If you are the boss ‘man up’ and I use this terminology on the basis that in 99% of workplace relationships happen between a male who is in a senior/power position (corporately speaking that is). It’s your responsibility to take responsibility.
Face up to whatever issues you might have in whatever your existing relationship is instead of running away with/off with a work colleague who is invariably in a lower executive position than yourself.
In other words, grow up. Sort your own issues out. You are an adult be one.
2. The newspaper test
Don't do anything you would not like to read about on the front page of your local/financial newspaper. Barnaby Joyce is just the latest in a long line of examples.
While this rule applies to corporate fraud, spruiking CDOs or sub prime syndicated loans, dumping toxic waste in rivers and every ESG metric on the planet, somehow the workplace affair that blows up into a major item across the front page/home page of the financial press and daily broadsheets, is a way bigger issue.

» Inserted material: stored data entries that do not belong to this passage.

Issue #2580, opened 2026-07-12
4th shell_pid writer (_mt_persist_wp_file move-task re-plant) bypasses the liveness baseline helper


stijn-dejongh:
**Relates to:** #2575 (PID-reuse liveness baseline), mission coord-shadows-followups, epic #2160.

## What

WP02 of the coord-shadows-followups mission (#2575) made the liveness baseline close-by-construction across the three `shell_pid` claim writers the plan enumerated: `implement.py:~1400`, `workflow_executor.py:~668` (implement claim), `workflow_executor.py:~1338` (review claim) — all now route through `frontmatter.write_shell_pid_claim`, co-writing `shell_pid_created_at`.

A pre-merge review found a **fourth** `shell_pid` writer that was out of WP02's scope: `cli/commands/agent/tasks_move_task.py::_mt_persist_wp_file` (~L1451) does `set_scalar(updated_front, "shell_pid", st.shell_pid)` for the `move-task --shell-pid` claim re-plant. It bypasses `write_shell_pid_claim`, so a WP first-claimed via `move-task --shell-pid` (rather than `agent action implement`) gets a baseline-less `shell_pid` and remains PID-reuse-vulnerable on that narrower path.

## Impact

Low. Additive-degradation (D3a) means the uncovered path degrades to today's live-PID trust — **no regression**, only absence of the new PID-reuse protection on the `move-task` first-claim path. The primary implement-review loop claims via `workflow_executor` (covered).

## Fix

Route `_mt_persist_wp_file`'s `shell_pid` re-plant through `frontmatter.write_shell_pid_claim` so close-by-construction becomes truly global. Note: `tasks_move_task.py` overlaps in-flight #2573 (pre-review-gate) — coordinate lane ownership. Small, add a test that a `move-task`-claimed WP carries the baseline.

Labels: tech-debt, reliability.

stijn-dejongh:
**Tracker hygiene pass (Directive 003 — decision documented for traceability)**

- **Parent**: linked as native sub-issue of #2160 (coord-topology artifact-authority unification), matching this issue's own "Relates to" line and the direct lineage of closed #2575 (PID-reuse liveness baseline), which was parented under #2160.
[...]

Issue #2573, opened 2026-07-12
move-task --to for_review runs a synchronous multi-minute pre-review gate that reads as a hang (no skip flag, sync-daemon deaf to disable env)


stijn-dejongh:
**Parent:** #2017 (workflow guards that block legitimate actions or lack the depth to model operator intent)
**Also relates to:** #2093 (WP-metadata authority split — the direct-emit workaround this bug forces exposes that split), mission `coord-shadows-arm-closeout-01KXAST2` / PR #2572.

## Summary

Witnessed running the implement-review loop on a coord-topology mission: `spec-kitty agent tasks move-task <WP> --to for_review` runs a **pre-review regression gate** synchronously, with no progress output and no skip flag. Under orchestrated/concurrent load this reliably blocks for minutes with zero feedback — indistinguishable from a hang — forcing the orchestrator to background or SIGKILL the command, which then leaves the transition half-applied.

## Mechanism

`src/specify_cli/cli/commands/agent/tasks_move_task.py::_mt_run_pre_review_gate` (called at line 1702, defined at line 1000)
→ `src/specify_cli/review/pre_review_gate.py::evaluate_pre_review_gate` (line 514)
→ `run_scoped_tests_at_head` (line 358)
→ `subprocess.run(..., timeout=timeout)` of pytest (line 388), with `_DEFAULT_HEAD_RUN_TIMEOUT = 300` seconds (line 109).

No progress is streamed while the subprocess runs, and there is no flag to skip or defer the gate.

**Compounding factor:** `move-task` also calls `ensure_sync_daemon` (default `True`) as a second latency source, and it does **not** honor `SPEC_KITTY_SYNC_DISABLE=1` / `SPEC_KITTY_SYNC_MINIMAL_IMPORT=1` — env vars that do disable/minimize the sync daemon elsewhere in the codebase.

## Impact

A 300s (5 min) synchronous wall with zero feedback is operationally indistinguishable from a hang. When an orchestrator kills the process to recover, the lane transition is left half-applied, forcing a direct-emit workaround — which is exactly the event-log-vs-transactional split documented in #2093.

## Asks

- (a) Make the pre-review gate async/skippable — a `--skip-pre-review-gate` flag, or run it non-blocking with streamed progress — and/or emit progress plus a shorter interactive default timeout.
[...]

Issue #2549, opened 2026-07-11
Bug: move-task --force from a lane worktree commits placement-partition status.* to the lane branch (rejected by the tool's own later move-task --to approved); plus finalize-tasks --json reports one commit_hash across a two-branch commit set


kentonium3:
> **Correction (2026-07-11):** an earlier revision of this issue also reported `finalize-tasks` committing `status.*` to the coordination branch under coord topology as a defect ("Trigger A"). That is **withdrawn** — per `mission_runtime/artifacts.py`, `STATUS_STATE`/`ACCEPTANCE_MATRIX`/`ISSUE_MATRIX` are `_PLACEMENT_ARTIFACT_KINDS` that are *designed* to route to the coordination branch under coordination topology; that behavior is correct. This issue now covers only the two points below.

## Summary

Two issues around where spec-kitty writes placement-partition mission state:

- **A. `move-task --force` from a lane worktree mis-routes `status.*` to the lane branch.** Placement-partition kinds (`status.events.jsonl`, `status.json`, matrices — `_PLACEMENT_ARTIFACT_KINDS` in `mission_runtime/artifacts.py`) route to the coordination branch under coord topology and must never land on a **lane** branch. But `move-task --to for_review --force` run from a lane worktree commits `status.json` + `status.events.jsonl` onto the **lane** branch; the subsequent reviewer-side `move-task --to approved` then rejects the lane (`Committed kitty-specs files on this lane branch … not allowed on lane branches`) — the tool blocks on the exact commit its own lane-run transition created.
- **B. `finalize-tasks --json` reports one `commit_hash` for a two-branch commit set.** Under coord topology, `finalize-tasks` correctly writes primary-partition artifacts (`tasks.md`, `lanes.json`, `tasks/WP*`) to the feature branch and placement-partition artifacts (`status.events.jsonl`, `status.json`, `acceptance-matrix.json`, `issue-matrix.md`) to the coordination branch — as separate commits on separate branches. But the JSON result reports a single `"commit_hash"` (the feature-branch commit) while `"files_committed"` lists files from **both** partitions. An automated caller reading `commit_hash` + `files_committed` together is misled: the named commit does not contain the placement-partition files, and the coordination-branch commit hashes are not reported at all.

## Versions

- **spec-kitty-cli**: 3.2.6 (main build, SHA `1cb51fb32`), installed via `pipx install "git+https://github.com/Priivacy-ai/spec-kitty.git@main"`.

[...]

Issue #2071, opened 2026-06-22
Epic: Tests as scaffold, not friction — eliminate accidental-pass, duplicate-knowledge, and contract-drift in the suite


stijn-dejongh:
**Priority: P0** (release blocker / must decide before final 3.2.x)

## Operator theory: the test suite has degraded from SCAFFOLD into FRICTION

Tests are supposed to be **scaffold** — a trustworthy structure that supports correct change and catches real regressions. The operator's read is that our suite has drifted into **friction**: it now obstructs correct work more than it protects it.

### Symptoms (three anti-pattern classes)

1. **Inaccurate / intent-misaligned tests** — assertions that no longer reflect the actual contract or intended behavior. They pass or fail for reasons unrelated to whether the code is correct.
2. **Duplicate knowledge** — the same fact/contract encoded in many places. When the design legitimately changes, N tests must be hand-edited; the duplication makes the suite brittle and expensive to evolve.
3. **Monkey-patch reliance / accidental-pass** — tests that are green *for the wrong reason* (over-mocked, monkey-patched around the real seam, asserting on stubs). They give false confidence and don't exercise the real path.

### Consequences

1. **Uncalled-for REVERTING of good structural changes.** A correct, intended change trips a mis-aligned or duplicate-knowledge test. Under time pressure the *change* gets reverted instead of the *test* being fixed — so the suite actively blocks correct evolution of the codebase. This is the most damaging consequence.
2. **Wasted effort** — agents and humans spend cycles re-deriving intent, chasing accidental-pass failures, and editing duplicated assertions.
3. **Long CI cycle times for minimal upside** — the suite is slow *and* low-signal: we pay the runtime cost without getting proportional regression protection.

## Goal of this epic

Restore the test suite to a **trustworthy scaffold**:

- **Audit + remediate** the three anti-pattern classes (intent-misalignment, duplicate-knowledge, accidental-pass / monkey-patch reliance).
- **Establish a test-hygiene directive/styleguide** so the standard is explicit and reviewable.
- **Add a ratchet** so the regression cannot silently recur (the suite stops drifting back into friction).

## Status & process note

A **research squad is auditing the suite now**. Concrete child tickets will be added to this epic **from the findings** — do not pre-create children here.

## Prior art to build on

[...]

PR #2584, opened 2026-07-12
fix(#2160): close coord-shadows follow-ups — canonical-source consolidation + gate/liveness robustness (#2574/#2575/#2576/#2567/#2568)

### LINKED ISSUE #2567: acceptance gate's _find_unchecked_tasks is a fifth divergent unchecked-checkbox parser
## What

`src/specify_cli/acceptance/gates_core.py::_find_unchecked_tasks` (~L105) implements its own "what is an unchecked task checkbox" detector:

```python
def _find_unchecked_tasks(tasks_file: Path) -> list[str]:
    if not tasks_file.exists():
        return [f"{_TASKS_FILE} missing"]
    unchecked: list[str] = []
    for line in _acceptance_pkg._read_text_strict(tasks_file).splitlines():
        if re.match(r"^\s*-\s*\[ \]", line):
            unchecked.append(line.strip())
    return unchecked
```

This scans the whole `tasks.md` file with a bare regex — no `T\d{3,}` task-id requirement, no fenced-code-block exclusion, no WP-section scoping. It answers the same underlying question ("is this line an unchecked task row?") that the canonical `core.subtask_rows` module (and the per-WP review gate, the dashboard, and the rollback path) already answer — but it is a **fifth independent implementation** of that parsing logic, diverging in scope and strictness from the other four.

## Why it might be intentional

The acceptance gate operates at **mission level** (a coarse "did anyone forget to tick a box" completeness check across all of `tasks.md`), not at the **per-WP review gate** level that `core.subtask_rows` serves. It may legitimately want looser, whole-file semantics with no task-id requirement. That's a plausible design choice — but right now it reads as accidental drift, not a documented decision.

## Ask

Either:
1. Reconcile `_find_unchecked_tasks` onto `core.subtask_rows` (parameterizing for the looser mission-level scope if needed), or
2. Explicitly document why the acceptance gate intentionally uses different (looser) unchecked-checkbox semantics than the per-WP review/dashboard/rollback parsers, with a code comment and/or ADR note explaining the divergence.

## Relates to

- The `coord-shadows-arm-closeout` mission, which is consolidating the subtask-row canon in `src/specify_cli/core/subtask_rows.py`.
- Test-suite-friction epic #2071 / the subtask-row-canon duplicate-knowledge theme.

Surfaced by a post-tasks campsite census (paula-patterns) during an in-flight mission; filed as an out-of-scope follow-up rather than folded silently into that mission's diff.

### LINKED ISSUE #2568: review lock's LockInfo.is_stale uses an independent os.kill liveness probe, not the canonical psutil helper
## What

`src/specify_cli/review/lock.py::LockInfo.is_stale` (~L85) implements its own process-liveness check:

```python
def is_stale(self) -> bool:
    try:
        os.kill(self.pid, 0)  # signal 0 = existence check only
        return False  # process is alive
    except ProcessLookupError:
        return True  # process does not exist
    except PermissionError:
        # Process exists but we cannot signal it (e.g. different user).
        # Conservative: treat as NOT stale.
        return False
    except OSError:
        return True
```

This is an **independent liveness probe** using `os.kill(pid, 0)` instead of `psutil`, with its own semantics — notably, a `PermissionError` (process exists but belongs to another user) is treated as "alive / not stale," which is a specific, undocumented policy choice distinct from whatever the canonical helper does.

## Canonical target

The `coord-shadows-arm-closeout` mission is promoting a canonical psutil-based liveness helper to `src/specify_cli/core/process_liveness.is_process_alive` (module does not exist yet on `main`; it is being introduced by that in-flight mission). `review/lock.py` is a candidate consumer of that helper once it lands.

## Ask

After `core.process_liveness.is_process_alive` lands:
1. Reconcile the semantics gap — decide (and document) whether `PermissionError` should mean "alive" or something else under the canonical helper, since `review/lock.py`'s current behavior encodes a real policy choice, not just implementation detail.
2. Migrate `review/lock.py::LockInfo.is_stale` to consume `core.process_liveness.is_process_alive` instead of its own `os.kill` probe.

This is explicitly out of scope for the mission that introduces the canonical helper — filed as a follow-up so the migration isn't silently skipped.

Surfaced by a post-tasks campsite census (paula-patterns) during an in-flight mission; filed as an out-of-scope follow-up rather than folded silently into that mission's diff.

### LINKED ISSUE #2574: Consolidate the triplicated subtask-gate-dir resolution adapter (emit.py / aggregate.py / status_transition.py) into resolve_subtasks_gate_dir()
**Relates to:** PR #2572 / mission `coord-shadows-arm-closeout-01KXAST2`, epic #2160.

## Summary

A pre-merge squad (paula-patterns + randy-reducer) on PR #2572 found the small "resolve the PRIMARY `TASKS_INDEX` dir → feed `_infer_subtasks_complete`" adapter is triplicated across three call sites instead of sharing one implementation.

## The three sites

1. **`src/specify_cli/status/emit.py::_resolve_primary_subtasks_dir`** (lines 309-341) — the named helper. Resolves `repo_root` (explicit, or via `resolve_canonical_root(feature_dir)`, falling back to bare `feature_dir` only on `WorkspaceRootNotFound`), then calls `resolve_planning_read_dir(primary_root, mission_slug, kind=MissionArtifactKind.TASKS_INDEX)`.
2. **`src/specify_cli/status/aggregate.py::_resolve_review_gate_inputs`** (~lines 713-731) — inline duplicate of the same `resolve_planning_read_dir` call, keyed off `self.repo_root` / `self.mission_slug` directly, without the `resolve_canonical_root` fallback path.
3. **`src/specify_cli/coordination/status_transition.py`** (~lines 442-461) — inline duplicate again: same `resolve_planning_read_dir` call, guarded by `if request.repo_root is not None`; the `else` branch falls back to bare `feature_dir` with **no** `resolve_canonical_root` attempt at all.

## Ask

Hoist all three onto a single shared `resolve_subtasks_gate_dir()` in `status/emit`, and have `aggregate.py` and `coordination/status_transition.py` call it instead of re-implementing the resolution inline.

## Fail-safe asymmetry (secondary finding, folded into the same consolidation)

`status_transition.py`'s `repo_root=None` branch falls back straight to bare `feature_dir`, instead of attempting `resolve_canonical_root(feature_dir)` the way `emit.py`'s helper does. On a coord-topology mission this means the fallback can read the coordination-branch husk instead of the primary `tasks.md`, which under-reports subtask completeness and blocks the `for_review` transition. This is a fail-**closed** asymmetry — it only ever over-blocks, never produces a false pass — so it's not urgent on its own, but consolidating onto the shared helper closes it as a side effect rather than requiring a separate fix.

## Label / relation

`tech-debt`; relates to PR #2572 / mission `coord-shadows-arm-closeout-01KXAST2` and epic #2160.

### LINKED ISSUE #2575: is_process_alive does not guard against PID reuse — a recycled PID reads as alive
**Relates to:** PR #2572 / mission `coord-shadows-arm-closeout-01KXAST2`; epic #2160. Surfaced by the pre-merge squad (paula-patterns + randy-reducer) and re-verified on aligned `main` by a brownfield re-verification squad.

## What

`src/specify_cli/core/process_liveness.py::is_process_alive(pid)` (L15-34) calls `psutil.Process(pid).is_running()` on a freshly-constructed `Process` with **no create-time / identity baseline**. It therefore cannot distinguish the original process from an unrelated process that has since **recycled the same PID**. A recycled PID reads as *alive*, so an abandoned WP whose claiming shell died and whose PID was reused is **never flagged stale**.

The exposure is platform-**general** (any PID wraparound inside the staleness window), not macOS-specific — macOS's low default `pid_max` merely raises the probability.

## Evidence of the overclaim

- The module docstring (L6-7) lists "recycled PIDs" among the cases handled conservatively — but the implementation has no mechanism to detect reuse; for a live recycled PID it returns the **non-conservative** `True`.
- The consumer `core/stale_detection.py::_is_claiming_process_alive` (L220-237) passes the frontmatter `shell_pid` straight in; `check_wp_staleness` then treats the WP as not-stale.
- `shell_pid` is persisted as a **bare int** (`next/workflow_executor.py:602` `str(os.getppid())`, materialized via `task_metadata_validation.py:141`) — **no `psutil.create_time()` sibling is captured anywhere** (grep-confirmed).
- The test `tests/specify_cli/core/test_process_liveness.py::test_recycled_pid_generic_exception_returns_false` is **mislabeled**: it raises `OSError` to exercise the bare `except Exception` branch (a psutil surprise), **not** a real recycled/live PID. No test covers a genuinely recycled PID.

## Fix shape

Persist a creation-time/identity baseline alongside `shell_pid` at claim time; compare `psutil.create_time()` before trusting "alive"; treat identity-unverifiable as **not** alive. Fix the mislabeled test + docstring overclaim; add a real spawn→kill liveness test. Scope strictly to `is_process_alive` + the single claim-time write/read pair (stale_detection). Do **not** sweep the other psutil consumers (`sync/*`, `dashboard/lifecycle.py`) — file a separate sync-wide audit if wanted.

Labels: tech-debt, reliability.

### LINKED ISSUE #2576: Harden _mt_uncheck_rollback_subtasks read/write path — robustness follow-up to #2513
**Relates to:** #2513 (CLOSED/shipped), PR #2572 / mission `coord-shadows-arm-closeout-01KXAST2`; epic #2160. Surfaced by the pre-merge squad and re-verified on aligned `main`.

## What

#2513 shipped `src/specify_cli/cli/commands/agent/tasks_move_task.py::_mt_uncheck_rollback_subtasks` (L1474) to uncheck `- [x] T### …` rows when a WP is rolled back to `planned`, so the subtask gate cannot pass on stale progress. Two robustness gaps remain:

1. **Unguarded read/write.** The `tasks_md.read_text(...)` / `tasks_md.write_text(...)` pair (L1496, L1500) is **not** wrapped — only the subsequent `commit_artifact` sits in `try/except` (L1505-1519). A `write_text` failure raises **uncaught**, contradicting the docstring's "Failures are non-fatal (logged, never `typer.Exit`)" (L1487-1488).
2. **Out-of-lock window.** `_mt_reset_for_planned_rollback` (L1522) runs the uncheck **after** `feature_status_lock` exits (`_mt_execute` L1593-1595). The WP is already persisted as `planned` inside the lock; a failure in the uncheck window leaves the WP `planned` with subtask rows still `- [x]` → the gate passes on the next `for_review` with no work redone — a re-manifestation of #2513.

The raw `write_text` at L1500 also **bypasses `write_text_within_directory`**, the path-guarded writer used everywhere else in this file (L1316/1380/1386/1465).

## Fix shape (constraints)

- Route the write through `write_text_within_directory` (house pattern) and define the failure mode so a write failure cannot silently leave checked rows on a `planned` WP.
- **Do NOT fold the uncheck under `feature_status_lock`** — `_mt_reset_for_planned_rollback`'s docstring (L1522-1541) documents that it runs out-of-lock *by design* (it does its own commit and must not hold the status lock); FR-010 explicitly rules out widening the lock. Preserve that decision.
- Scope `owned_files` tightly to the rollback seam — `_mt_run_pre_review_gate`/#2573 lives in the same module (merge-collision risk).

Labels: tech-debt, reliability.

stijn-dejongh:
## Why

After the coord-shadows-arm-closeout mission (PR #2572) merged, a re-verification squad confirmed **five residual defects still reproduce on `main`** — small canonical-source and gate/liveness-robustness gaps that keep the coord-topology reliability epic (#2160) from fully converging on one authoritative source per surface. This mission closes all five, each re-verified live and fixed with a red-first or characterization test.

## What

One coherent theme — *one canonical authority per operation, made correct* — across five work packages:

| WP | Issue | Change |
|----|-------|--------|
| WP01 | **Closes #2574** | Consolidate the triplicated subtask-gate-dir resolver into one `resolve_subtasks_gate_dir` in `missions/_read_path_resolver.py`; give the previously-weak `coordination/status_transition.py` site the strong git-ancestry fallback so a coord-topology mission stops gating on a stale coordination husk. Duplicate `_resolve_primary_subtasks_dir` deleted (dead-code-clean). |
| WP02 | **Closes #2575** | Harden `core/process_liveness.is_process_alive` against PID reuse via a persisted `create_time` baseline co-written at **all three** `shell_pid` claim sites (one close-by-construction helper); the reuse compare lives in a companion `is_claiming_process_alive` so `is_process_alive(pid)->bool` stays frozen. Additive degradation: an absent baseline preserves today's live-PID trust (zero legacy regression); a mismatch falls to the timestamp heuristic. Wired end-to-end into the CLI staleness reader. Mislabeled test + docstring overclaim corrected. |
| WP03 | **Closes #2576** | Route the rollback-uncheck write through the house `write_text_within_directory` guard and surface (not swallow) write failures via the `move-task` result — so a rolled-back WP cannot silently retain checked subtask rows (#2513 cannot re-manifest). The documented out-of-lock design is preserved (lock not widened). |
| WP04 | **Closes #2567** | Add a canonical whole-file, fence-aware, T###-scoped `iter_unchecked_subtask_rows` to `core/subtask_rows.py` and migrate the acceptance gate's stray `[ ]` regex onto it. The tightening (T###/fence-aware) is consciously ratified by a characterization test capturing the old→new flagging. |
| WP05 | **Closes #2568** | Fold `review/lock.is_stale` onto the canonical `core/process_liveness.is_process_alive` (`return not is_process_alive(pid)`), removing the last stray `os.kill(pid,0)` liveness probe. Branch-equivalence pinned by a characterization test. |

**Relates** #2160 (parent epic — stays open), #2071 (parent of #2567/#2568), #2513 (F3 origin, shipped), #2572 (predecessor).

## For whom

Maintainers and agents running the coord-topology implement/review loop: the subtask gate now reads the true primary `tasks.md`, an abandoned WP with a recycled PID is correctly flagged stale, a rolled-back WP can't pass the gate on stale rows, and the acceptance gate + review lock share the same canonical authorities as the rest of the system.

## Verification

- Full gate green on the integrated branch: `ruff` clean; architectural terminology + dead-code (25) pass; touched-area suites (status/core/acceptance/review) 1026 pass; cli-agent suite 1373 pass; every new branch/helper carries a focused test; red-first coord-husk + 3-branch liveness/lock equivalence + old→new checkbox characterization all pin the behavior changes.
- Each WP was independently opus-reviewed (APPROVE); a 3-lens pre-merge squad (integration + scope/dead-code + canonical-seam) reviewed the aggregate — unanimous LAND.
- **Pre-existing (not introduced):** `tests/status/test_doctor.py::test_doctor_cli_json_output` and `::test_doctor_cli_json_with_findings` fail **identically on the base commit** and are decoupled from every surface this mission touches — a pre-existing environmental issue, not a regression from this PR.
- **Sonar/mypy note:** one advisory `[redundant-cast]` remains at `missions/_read_path_resolver.py:1473` — this is the **load-bearing** `cast(Path, ...)` required under per-file `follow_imports=skip` (it relocated verbatim from the base's `status/emit.py:338`; net-zero-new). Do **not** "fix" it by removing the cast — that trades an advisory for a real per-file mypy break. No code change or Sonar hotspot action is needed.

## Follow-ups (filed, out of scope here)

- **#2580** — a 4th `shell_pid` writer (`tasks_move_task.py::_mt_persist_wp_file`, the `move-task` re-plant) bypasses the baseline helper; out of WP02's scope (C-004 fences that module against in-flight #2573). Degrades to no-regression. Route it through the helper in the WP that owns `tasks_move_task.py`.
- **#2549 facet A** (lane mis-route of `status.*`) remains open; only facet B is targeted by a separate fast-follow.

---

https://claude.ai/code/session_017epsBKV8kvJdVrc8Zh9Qtf


stijn-dejongh:
**CI remediation (rebased onto current `main`).** The initial run failed on `arch-adversarial` + `diff-coverage` (→ `quality-gate`). Root causes + fixes:

1. **IO-allowlist seed drift** — WP04's edit to `gates_core.py` shifted `_workflow_evidence_missing`'s `.read_text` line; updated the `_IO_ALLOWLIST_SITES` seed (332→329).
2. **Marker/tmp hygiene on new tests** — dropped the `fast` marker from `test_process_liveness.py` (it now carries the real spawn→kill *subprocess* test, which `fast` excludes) and removed a `/tmp` literal from `test_lock_liveness_fold.py`.
3. **Empty-baseline tmp-gate vs. current `main`** — current `main` (the security-hardening commit `d3c22332b`) carries option-injection payload literals `touch /tmp/pwned` in 4 git-hardening tests that the empty-baseline tmp-gate flags on the PR-merge tree. Converted the payload path off shared-temp (`/tmp/pwned`→`/pwned-marker`) — **payload semantics unchanged** (the tests only assert the injection is neutralised; the path is never a real filesystem target). Flagging in case `main` wants the same fix directly.
4. **diff-coverage** — added flat-mission `emit … --to for_review` tests covering `status/emit.py`'s `resolve_subtasks_gate_dir` inference branch (the existing inference tests are coord-topology and never hit the flat `emit_status_transition` path).

All four previously-failing gates verified green locally before the force-push.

We all want to be recognised, have our name in the media/press, but there’s ways to do this. A workplace affair is not one of them.
3. The ‘will my children still respect me’ test
This is the toughest test of all because children will (mostly) always love you but are unlikely to tell you they don’t respect or admire you. And, it may take years/decades for the hurt you have caused them and their mother, your wife (now ex-wife) to surface.
Your actions have enormous consequences for your children and no amount of money will EVER repair the damage you do if your workplace affair becomes the stuff of fish and chip wrapping paper.
You might be the high-earning father who has a great job and financially provides for them but you know what, young children don’t know about any of that when they are young. You’re just dad and dad has ruined their lives.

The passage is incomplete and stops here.